Wrath is the author of such extreme horror classics as The Resurrectionist (now a major motion picture titled Come Back To Me), and it’s sequel Prey Drive, Horrible Gods, Yaccub’s Curse, 400 Days of Oppression, Sacrifice, Voracious, To the Death, The Reaper, Skinzz, Everyone Dies Famous in a Small Town, The Book of a Thousand Sins, His Pain, Population Zero, and many others. He is the co-author of Teratologist (co-written with the king of extreme horror, Edward Lee), Something Terrible (co-written with his son, Sultan Z. White), Orgy of Souls (co-written with Maurice Broaddus), Hero and The Killings (both co-written with J.F. Gonzalez), Poisoning Eros (co-written with Monica J. O’Rourke), among others.

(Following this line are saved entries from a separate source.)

PR #3489, opened 2025-03-24
Save marine LETKF yaml

shlyaeva:
# Description

Saves marine LETKF yaml for posterity and for EVA verifications plots.

Note: this is not urgent as it's not required for v17.

# Type of change

# Change characteristics

# How has this been tested?
Tested with the hybrid C384m025 experiment in ci/cases/gfsv17, with hera/intel. The yaml is saved in COMROOT as expected and successfully used for diagnostics plots (see https://github.com/NOAA-EMC/gdas-marine-viz/pull/511 for an example).

# Checklist


AndrewEichmann-NOAA (dismissed):
Looks good

ush/python/pygfs/task/marine_letkf.py
```diff
@@ -205,5 +205,9 @@ def finalize(self):
         # stage the desired diag files
         FileHandler({'mkdir': [os.path.join(letkfsaveconf.COMOUT_OCEAN_LETKF, 'diags')]}).sync()
         FileHandler({'copy': obs_files_to_copy}).sync()
+        # yaml configurations
+        yamls_to_copy = []
+        yamls_to_copy.append([letkfsaveconf.letkf_yaml_file, os.path.join(letkfsaveconf.COMOUT_OCEAN_LETKF, 'letkf.yaml')])
```
aerorahul: This action is fine.   
However, we are saving all the configurations to directory named `COM_CONF` instead of `COMOUT_OCEAN_LETKF`.  `COM_CONF` is a directory in `COM` that has all the configurations of all the executables that are run in a cycle.

shlyaeva: Nice, I didn't know this! I'll take a look later this week to change this and maybe also some other marine yamls that get copied to a different directory.

guillaumevernieres (dismissed):
:+1:

ush/python/pygfs/task/marine_letkf.py
shlyaeva: Finally getting back to this. Is there a place where things from COM_CONF get archived? I haven't found it in the code yet. I'm wondering if I need a custom addition for archiving this yaml, or if it's already handled some place.

aerorahul: E.g. https://github.com/NOAA-EMC/global-workflow/blob/b1c60d4506a973d1a0684018e2adc3225bc2e7a4/parm/archive/gfsa.yaml.j2#L14-L15
shows that the `gfsa.tar` will contain the `ufs.input.nml` from `COM_CONF`.

aerorahul: A potential place to add this file to the archive list would be in [this](https://github.com/NOAA-EMC/global-workflow/blob/develop/parm/archive/enkf_marine_grp.yaml.j2) yaml.

jobs/JGLOBAL_MARINE_ANALYSIS_LETKF
```diff
@@ -30,6 +30,10 @@ YMD=${PDY} HH=${cyc} declare_from_tmpl -rx \
   COMOUT_OCEAN_LETKF:COM_OCEAN_LETKF_TMPL \
   COMOUT_ICE_LETKF:COM_ICE_LETKF_TMPL
 
+RUN=${GDUMP_ENS} YMD=${PDY} HH=${cyc} MEMDIR="ensstat" declare_from_tmpl -rx \
```
aerorahul, line 34: I think this should be `RUN=${RUN}` because the output is going to land in the `enkfgdas` or `enkfgfs` based on if this job is run in the early or late cycle.
```suggestion
YMD=${PDY} HH=${cyc} MEMDIR="ensstat" declare_from_tmpl -rx \
```
Incidentally, in the current case for this line, `GDUMP_ENS=RUN=enkfgdas`, but that will not be true when `RUN=enkfgfs`.

aerorahul (changes requested):
Rest of the changes looks ok, but I have one comment that needs your attention.

jobs/JGLOBAL_MARINE_ANALYSIS_LETKF
shlyaeva: Cool, this makes sense!
Unfortunately right now this won't work: the LETKF job is `gdas_marineanlletkf`. I ran a test, and it's putting the output in the `gdas` directory. Looks like this is incorrect, but I'd rather not fix it as part of this PR if that's OK.
In general, where is it defined which `RUN` goes with which task?

aerorahul: Understood @shlyaeva 
This job should be run in the `RUN=enkfgdas` but is currently running in `RUN=gdas`.  I had not noticed that.  Thanks for catching.
If you wouldn't mind opening an issue and placing a `TODO:` or `FIXME:` in this job pointing to the issue number, we can address it via the issue.  Moving this job to the `RUN=enkfgdas` cycle will impact dependencies and triggers.

shlyaeva: Done!

aerorahul (approved):
thanks @shlyaeva

parm/archive/master_enkf.yaml.j2
```diff
@@ -74,6 +74,12 @@ datasets:
 
     {% endfor %}
 
+    {% set tmpl_dict = ({ '${ROTDIR}':ROTDIR,
+                          '${RUN}':RUN,
+                          '${YMD}':cycle_YMD,
+                          '${HH}':cycle_HH,
+                          '${MEMDIR}': "ensstat"}) %}
+    {% set COMIN_CONF = COM_CONF_TMPL | replace_tmpl(tmpl_dict) %}
```
DavidHuber-NOAA, line 82: I think this should be moved to JGLOBAL_ENS_ARCHIVE_TARS by inserting a declaration here:

https://github.com/NOAA-EMC/global-workflow/blob/e131fb155c782159ac676b383d93fe0410e7f456/jobs/JGLOBAL_ENS_ARCHIVE_TARS#L9-L15

But I'm OK with this being handled as part of https://github.com/NOAA-EMC/global-workflow/issues/3767.

DavidHuber-NOAA (approved):
Approve with a note on a future change request for the `COMIN_CONF` declaration in `master_enkf.yaml.j2` to be moved to `JGLOBAL_ENS_ARCHIVE_TARS`.

PR #3483, opened 2025-03-20
CSPs sync to GW develop

weihuang-jedi:
AWS uses two partitions for GW, "compute" partition for fcst models, and few wave components which need more than one node; "process" partition for products and others which need single node. Recent code broke this, and only compute was used. 
The first cut of Jenkinsfile4AWS compile "gfs" and "gefs" in two commands, we want to combine "gfs", "gefs", and "sfs" together.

Wrath lives and works in Austin, Texas.
Chet Williamson
Chet Williamson has written horror, science fiction, and suspense since 1981. Among his novels are Second Chance, Hunters, Defenders of the Faith, Ash Wednesday, Reign, Dreamthorp, and Psycho Sanitarium, an authorized sequel to Robert Bloch’s classic Psycho. Over a hundred of his short stories have appeared in The New Yorker, Playboy, Esquire, The Magazine of F&SF, and many other magazines and anthologies. He has won the International Horror Guild Award, and has been shortlisted twice for the World Fantasy Award, six times for the HWA Stoker, and once for the MWA’s Edgar. Nearly all of his works are available in ebook format. A stage and film actor, he has recorded over 40 unabridged audiobooks, both of his own work and that of many other writers, available at www.audible.com. Follow him on Twitter or at www.chetwilliamson.com.
Craig Wolf
Craig Wolf’s fiction has appeared in Transversions, Triangulation: Dark Glass, Cinema Spec, and Book of Shadows, among others. He has published one collection of odd fiction, Pressure Points, and a short horror novel, Trespass. His newest novel is Queen of All the Nightbirds from ChiZine Publications, and he is the co-editor of the forthcoming War on Christmas. He is a graduate of the Red Earth MFA and fictioneers in Oklahoma City, Oklahoma, and is trying to bleed blue in this reddest of states.